Monday, 09/04/2023 11:14:53 AM

Monday, September 04, 2023 11:14:53 AM

Post# of 2591
The ARKK chart does look like it could be entering a new uptrend (higher highs / higher lows) after hitting bottom in Dec. But what strikes me about ARKK is that it fell 80% during 2021 and the 2022 bear market, yikes. So that says something about the type of stocks that Cathie Wood has in her ETFs -- high momentum stocks, which can be great during the momo phase, but then get clobbered when the air comes out. She holds some of the most exciting tech stocks and sectors, but as buy/hold they would require too much Tagamet, so I consider these to be mainly trading vehicles. Some larger holdings like Tesla could be buy / hold, but others just way too volatile.

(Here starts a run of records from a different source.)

PR #2969, opened 2023-12-06
CASSANDRA-18857 Allow CQL cert authentication without an AUTHENTICATE request

tolbertam:
If we detect that an Authenticator supports certificate authentication,
we should be able to skip sending an AUTHENTICATE message to the
client if we are able to successfully authenticate with a certificate.

Adds a new interface methods
IAuthenticator.supportsEarlyAuthentication and
SaslNegotiator.shouldSendAuthenticateMessage.

If supportsEarlyAuthentication is true on an authenticator, and
SaslNegotiator.shouldSendAuthenticateMessage evaluates to false,
StartupMessage.execute() will attempt to authenticate early.
If authenticated, a READY response is returned, otherwise ERROR.

Both MutualTlsAuthenticator and
MutualTlsWithPasswordFallbackAuthenticator return true for
supportsEarlyAuthentication.

MutualTlsAuthenticator will always return a SaslNegotiator that
returns false for shouldSendAuthenticateMessage.

MutualTlsWithPasswordFallbackAuthenticator will return a SaslNegotiator
that returns false for shouldSendAuthenticateMessage only if the
connection provides a certificate, otherwise it will use
PlainTextSaslNegotiator, which will cause StartupMessage.execute to
defer authentication by sending an AUTHENTICATE response to the client.

This enables a client to connect with a certificate without having
to configure an authenticator (e.g. a username and password).

Also consolidates authentication handling into AuthUtil.handleLogin.

Finally, adds a series of unit tests utilizing SimpleClient to validate
these authentication flows.

patch by Andy Tolbert; reviewed by Francisco Guerrero Hernandez,
Jon Meredith, Stefan Podkowinski, Jyothsna Konisa and Abe Ratnofsky
for [CASSANDRA-18857](https://issues.apache.org/jira/projects/CASSANDRA/issues/CASSANDRA-18857)


tolbertam:
This is currently marked as draft as it is dependent on [CASSANDRA-18811](https://issues.apache.org/jira/browse/CASSANDRA-18811) and will need a few changes (that i'll indicate in comments of code that will need to change after that is merged.

Also note that `testNoClientCertificatePresented` tests currently fail because of dependence on that feature

src/java/org/apache/cassandra/auth/MutualTlsAuthenticator.java
```diff
@@ -79,7 +79,6 @@ public MutualTlsAuthenticator(Map<String, String> parameters)
         }
         certificateValidator = ParameterizedClass.newInstance(new ParameterizedClass(certificateValidatorClassName),
                                                               Arrays.asList("", AuthConfig.class.getPackage().getName()));
-        checkMtlsConfigurationIsValid(DatabaseDescriptor.getRawConfig());
```
tolbertam: This needs to be reasoned about after rebasing with CASSANDRA-18811 fix.

src/java/org/apache/cassandra/transport/SimpleClientSslContextFactory.java
```diff
@@ -0,0 +1,67 @@
...
+public class SimpleClientSslContextFactory extends FileBasedSslContextFactory
+{
+
+    public SimpleClientSslContextFactory(Map<String, Object> parameters)
+    {
+        super(parameters);
+    }
+
+    @Override
+    public SslContext createNettySslContext(boolean verifyPeerCertificate, SocketType socketType,
```
tolbertam: This needs to be reasoned about after rebasing with CASSANDRA-18811 fix (new signature for consuming verifyPeerCertificate mode).

test/unit/org/apache/cassandra/cql3/CQLTester.java
```diff
@@ -533,6 +535,27 @@ public void setup()
...
+    protected static void requireNativeProtocolClientEncryption()
+    {
+        DatabaseDescriptor.updateNativeProtocolEncryptionOptions((encryptionOptions ->
+                encryptionOptions.withEnabled(true)
+                        .withKeyStore("test/conf/cassandra_ssl_test.keystore")
+                        .withKeyStorePassword("cassandra")
+                        .withTrustStore("test/conf/cassandra_ssl_test.truststore")
+                        .withTrustStorePassword("cassandra")
+                        .withRequireEndpointVerification(false)
+                        .withRequireClientAuth(true)));
```
tolbertam: This needs to be reasoned about after rebasing with CASSANDRA-18811 fix

test/unit/org/apache/cassandra/transport/EarlyCertificateAuthenticationTest.java
```diff
@@ -0,0 +1,195 @@
...
+
+    private EncryptionOptions clientEncryptionOptions(boolean presentClientCertificate)
+    {
+        // To regenerate:
+        // 1. generate keystore
+        //    keytool -genkeypair -keystore test/conf/cassandra_ssl_test_spiffe.keystore -validity 100000 -keyalg RSA -dname "CN=Apache Cassandra, OU=ssl_test, O=Unknown, L=Unknown, ST=Unknown, C=Unknown" -keypass cassandra -storepass cassandra -alias spiffecert -ext SAN=URI:spiffe://test.cassandra.apache.org/unitTest/mtls -storetype jks
+        // 2. export cert
+        //    keytool -export -alias spiffecert -file spiffecert.cer -keystore test/conf/cassandra_ssl_test_spiffe.keystore
+        // 3. import cert into truststore
+        //    keytool -import -v -trustcacerts -alias spiffecert -file spiffecert.cer -keystore test/conf/cassandra_ssl_test.truststore
```
aratno: Thanks for including this!

src/java/org/apache/cassandra/transport/messages/StartupMessage.java
```diff
@@ -118,8 +121,29 @@ else if (compression.equals("lz4"))
...
+                    // Attempt to authenticate the user.
+                    return AuthUtil.handleLogin(connection, state, EMPTY_CLIENT_RESPONSE, (negotiationComplete, challenge) ->
+                    {
+                        if (negotiationComplete) {
+                            // Authentication was successful, proceed.
+                            return new ReadyMessage();
+                        } else {
+                            // It's expected that any negotiator that requires a challenge will likely not support early
+                            // certificate authentication, in this case we can just go through the traditional auth flow.
+                            return new AuthenticateMessage(DatabaseDescriptor.getAuthenticator().getClass().getName());
```
aratno, line 146: Just occurred to me - if we're in the "fallback" part of a client-cert-fallback-to-credentials authenticator, shouldn't the client not need to know that it's a custom authenticator, and just receive an AUTHENTICATE with PasswordAuthenticator? Otherwise, we'd have to make sure all clients are aware of a new authenticator.

Doesn't seem like a new issue with this code, just wondering how we handle this.

aratno (approved):
+1

src/java/org/apache/cassandra/transport/messages/StartupMessage.java
tolbertam: Yeah I think that's right - Most client implementations don't event look at the authenticator class name, e.g. I see that the java driver gets passed this value, but its default authenticator doesn't do anything with it:

https://github.com/apache/cassandra-java-driver/blob/4.x/core/src/main/java/com/datastax/oss/driver/internal/core/auth/PlainTextAuthProvider.java#L69-L70

aratno: Interesting - might cause problems in the future (or with niche clients), good to know. Thanks!

src/java/org/apache/cassandra/auth/IAuthenticator.java
```diff
@@ -145,5 +167,18 @@ public interface SaslNegotiator
...
+
+        /**
+         * Whether its determined if this negotiator requires certificates.  This is used in conjunction with
+         * {@link #supportsEarlyCertificateAuthentication()} in determining if authentication can be done with
+         * client certificates when handling a Startup message.
+         *
+         * If <code>true</code>, will attempt to authenticate while handling a Startup, otherwise will not attempt
+         * there and defer authentication to when handling an AuthResponse message.
+         */
+        default boolean requiresCertificateAuthentication()
```
jyothsnakonisa: Do we need both `requiresCertificateAuthentication` & `supportsEarlyCertificateAuthentication`? can we not have just one method?

src/java/org/apache/cassandra/auth/MutualTlsWithPasswordFallbackAuthenticator.java
```diff
@@ -46,13 +46,21 @@ public void setup()
         mutualTlsAuthenticator.setup();
     }
 
+    @Override
+    public boolean supportsEarlyCertificateAuthentication()
```
jyothsnakonisa: Incase of client making password based authentication this wold be false, Also I am curious about what values will be returned for `supportsEarlyCertificateAuthentication` & `requiresCertificateAuthentication` in case of fallback authenticator.

src/java/org/apache/cassandra/transport/SimpleClientSslContextFactory.java
```diff
@@ -0,0 +1,68 @@
+/*
```
jyothsnakonisa: If this is only used in test cases can we not move it to test package?

src/java/org/apache/cassandra/transport/messages/StartupMessage.java
tolbertam: yeah - although we didn't change anything here in this PR; it's fully compatible with existing behavior, should behave like it did before :+1:

aratno: Yep, this was all adjacent curiosity. PR LGTM.

jyothsnakonisa (commented):
Looks good overall, left couple of questions.

src/java/org/apache/cassandra/transport/messages/AuthUtil.java
```diff
@@ -0,0 +1,93 @@
...
+import org.apache.cassandra.auth.AuthenticatedUser;
+import org.apache.cassandra.auth.IAuthenticator;
+import org.apache.cassandra.exceptions.AuthenticationException;
+import org.apache.cassandra.metrics.ClientMetrics;
+import org.apache.cassandra.service.QueryState;
+import org.apache.cassandra.transport.Connection;
+import org.apache.cassandra.transport.Message.Response;
+import org.apache.cassandra.transport.ServerConnection;
+
+public class AuthUtil
```
smiklosovic: @tolbertam you might add a private constructor here to not be able to do an instance of this.

src/java/org/apache/cassandra/transport/messages/StartupMessage.java
```diff
@@ -118,8 +121,29 @@ else if (compression.equals("lz4"))
             clientState.setDriverVersion(options.get(DRIVER_VERSION));
         }
 
-        if (DatabaseDescriptor.getAuthenticator().requireAuthentication())
+        IAuthenticator authenticator = DatabaseDescriptor.getAuthenticator();
+        if (authenticator.requireAuthentication()) {
```
smiklosovic: @tolbertam could you put curly braces on new line as done everywhere else?

src/java/org/apache/cassandra/transport/messages/AuthUtil.java
tolbertam: will do!

src/java/org/apache/cassandra/transport/messages/StartupMessage.java
tolbertam: ah good catch, not sure how I missed this;  will fix!

src/java/org/apache/cassandra/auth/IAuthenticator.java
tolbertam: The main reason for the differentiation is if `requiresCertificateAuthentication` is set to true, we can prevent sending an `AUTHENTICATE` response to the client when a certificate is missing, allowing the error to happen earlier in the process.

If we didn't have this when using `MtlSAuthenticator`, If a client had a missing certificate C* would send an `AUTHENTICATE` back to the client, which would cause a different error flow.  e.g. instead of getting a clear error back from Cassandra (`No certificate present on connection`),  the client gets prompted for an authenticator, which it will likely not have configured and the driver will throw a less specific error for.

src/java/org/apache/cassandra/auth/MutualTlsWithPasswordFallbackAuthenticator.java
tolbertam: We set `supportsEarlyCertificateAuthentication` to true here because if the client provides a certificate, Cassandra will try to verify against it.  If not, it will send an `AUTHENTICATE` message back tot he client, and continue with the usual password-based auth flow.

src/java/org/apache/cassandra/auth/IAuthenticator.java
tolbertam: Another point of differentiation:

`supportsEarlyCertificateAuthentication` is a configuration of `IAuthenticator`.

`requiresCertificateAuthentication` is a configuration of `SaslNegotiator`.  This allows us to contextually dictate whether or not certificate authentication is needed based on the chosen `SaslNegotiator` (as in the fallback authenticators `newSaslNegotiator`.

src/java/org/apache/cassandra/transport/SimpleClientSslContextFactory.java
tolbertam: yeah that's a good point.  I think I might have done this because it was adjacent to `SimpleClient`, but I agree that it should live with tests because I don't think we would want it to be used outside of that context.

src/java/org/apache/cassandra/transport/messages/StartupMessage.java
tolbertam: looked around and corrected this and another place I was not following convention.

Was wondering if it's ever been discussed to enforce this through checkstyle?  I suspect maybe it has and was rejected because of possible chaos to reconcile it;  These rules found ~595 violations but a bunch of them come from the same set of files, so maybe manageable.

```diff
❯ git diff
diff --git a/.build/checkstyle.xml b/.build/checkstyle.xml
index 8b81f21281..9bd22dc1ac 100644
--- a/.build/checkstyle.xml
+++ b/.build/checkstyle.xml
@@ -179,6 +179,10 @@
       <message key="matchxpath.match"
                value="'Deprecated annotation must provide 'since' value."/>
     </module>
+    <module name="LeftCurly">
+        <property name="option" value="nl"/>
+        <property name="tokens" value="ANNOTATION_DEF,CLASS_DEF,CTOR_DEF,ENUM_CONSTANT_DEF,INTERFACE_DEF,LITERAL_CASE,LITERAL_CATCH,LITERAL_DEFAULT,LITERAL_DO,LITERAL_ELSE,LITERAL_FINALLY,LITERAL_FOR,LITERAL_IF,LITERAL_SWITCH,LITERAL_SYNCHRONIZED,LITERAL_TRY,LITERAL_WHILE,METHOD_DEF,OBJBLOCK,STATIC_INIT,RECORD_DEF,COMPACT_CTOR_DEF"/>
+    </module>
   </module>

 </module>
```

tolbertam: https://gist.github.com/tolbertam/2b0f6245c3e94a7809f716d99a4ec9c3 if interested in seeing the violations.  I removed `LAMBDA` as that one was violated quite a bit and somewhat reasonable to allow curly braces on same line there for oneliners.

jyothsnakonisa (approved):
Thanks for addressing feedback, looks good to me

src/java/org/apache/cassandra/transport/messages/StartupMessage.java
tolbertam: caught a couple other places I missed..should be good now that I've run checkstyle against my changeset.

src/java/org/apache/cassandra/transport/messages/StartupMessage.java
```diff
@@ -118,8 +121,34 @@ else if (compression.equals("lz4"))
             clientState.setDriverVersion(options.get(DRIVER_VERSION));
         }
 
-        if (DatabaseDescriptor.getAuthenticator().requireAuthentication())
+        IAuthenticator authenticator = DatabaseDescriptor.getAuthenticator();
+        if (authenticator.requireAuthentication())
+        {
+            // If the authenticator supports early certificate authentication, attempt to authenticate with certificates.
+            if (authenticator.supportsEarlyCertificateAuthentication())
```
frankgh: in the mtls with password auth fallback, we could also authenticate here if client certs are presented . I'm thinking the API could be a bit more generic, thinking of supporting other types of early authentication .

```
if (authenticator.supportsEarlyAuthentication(someContextThatHelpsMakingTheDetermination))
```

frankgh (commented):
Overall looks good, but I've left a question about making the API a bit more generic. Let me know what you think

src/java/org/apache/cassandra/transport/messages/StartupMessage.java
tolbertam: If I'm understanding correctly, I think that is the way it should work with the current state of things:

`MutualTlsWithPasswordFallbackAuthenticator.supportsEarlyCertificateAuthentication()` will always return `true` 

The `SaslNegotiator` returned from `MutualTlsWithPasswordFallbackAuthenticator.newSaslNegotiator` will return an implementation that evaluates to `false` for `requiresCertificateAuthentication()` if no certs are present on the connection, and `true` if certificates are present which will then cause it to attempt to authenticate (line 135 below).

--

I do like the idea of more generically naming this though;  Are there other kinds of authentication that you could envision of that we could do eventually without sending an AUTHENTICATE message?  Other things present on the connection that we could validate with?

I think if we renamed:

1. `IAuthenticator.supportsEarlyCertificateAuthentication` to `IAuthenticator.supportsEarlyAuthentication`
2. `SaslNegotiator.requiresCertificateAuthentication` to `SaslNegotiation.requiresEarlyAuthentication`

That could work?  In `AuthUtil.handleLogin` we pass `connection` and `state`, which should be the level of context needed to do other authentication (unless there is something else we can pass through that would be helpful for authentication)

frankgh: > The SaslNegotiator returned from MutualTlsWithPasswordFallbackAuthenticator.newSaslNegotiator will return an implementation that evaluates to false for requiresCertificateAuthentication() if no certs are present on the connection, and true if certificates are present which will then cause it to attempt to authenticate (line 135 below).

Ah yes, I see that now, it is based on whether the certificates are present. This makes sense

> Are there other kinds of authentication that you could envision of that we could do eventually without sending an AUTHENTICATE message?

I was trying to think of other use cases, but I couldn't come up with anything for now. But I think making the method name generic could open it up for future improvements (maybe). We don't really need to _tie_ the implementation to certificates.

+1 to renaming it as proposed above

tolbertam: agreed!  I'll rename the methods and push a commit imminently

frankgh (approved):
+1 thanks for addressing the comments and updating the javadocs!

src/java/org/apache/cassandra/transport/messages/StartupMessage.java
tolbertam: Pushed a change for this [f115a89](https://github.com/apache/cassandra/pull/2969/commits/f115a89605673463ccfaac600057fceb13917f1b)

I made one slight change to my proposal, instead of 

> SaslNegotiator.requiresCertificateAuthentication to SaslNegotiation.requiresEarlyAuthentication

I removed the method and created `SaslNegotiator.shouldSendAuthenticateMessage()` which indicates whether or not a further AUTHENTICATE message should be sent to the client, I felt that was more clear than my earlier proposal.  I am open to changing that though.  Hopefully this looks ok!

frankgh:
Closed via https://github.com/apache/cassandra/commit/c09d0d929baeaa02f3438313c7979ccf6b4b3c5a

I had some of the ARK ETFs during the big 2020 recovery period, plus other hot / trendy sectors like cloud computing, cybersecurity, robotics, fintech, transportation innovation, etc. They did great, but the trajectory seemed too steep so I took profits in Q-1 and Q-2 of 2021, which was a little early, but I figured 'take the money and run'. 2020-21 was an exciting period to be in stocks. The market got crushed in Spring 2020, but the Fed's massive response made it fairly easy to get back into the market, and off it went. But in the future things should be a lot tougher since the Fed's tools are depleted -- their balance sheet is still sky high (so QE ability is limited), and unlike 2008 and 2020 there is now inflation to worry about, plus global de-dollarization, which will tie the Fed's hands during the next market crash / financial crisis. So the next crisis could be a 'different animal' compared to 2008 or 2020.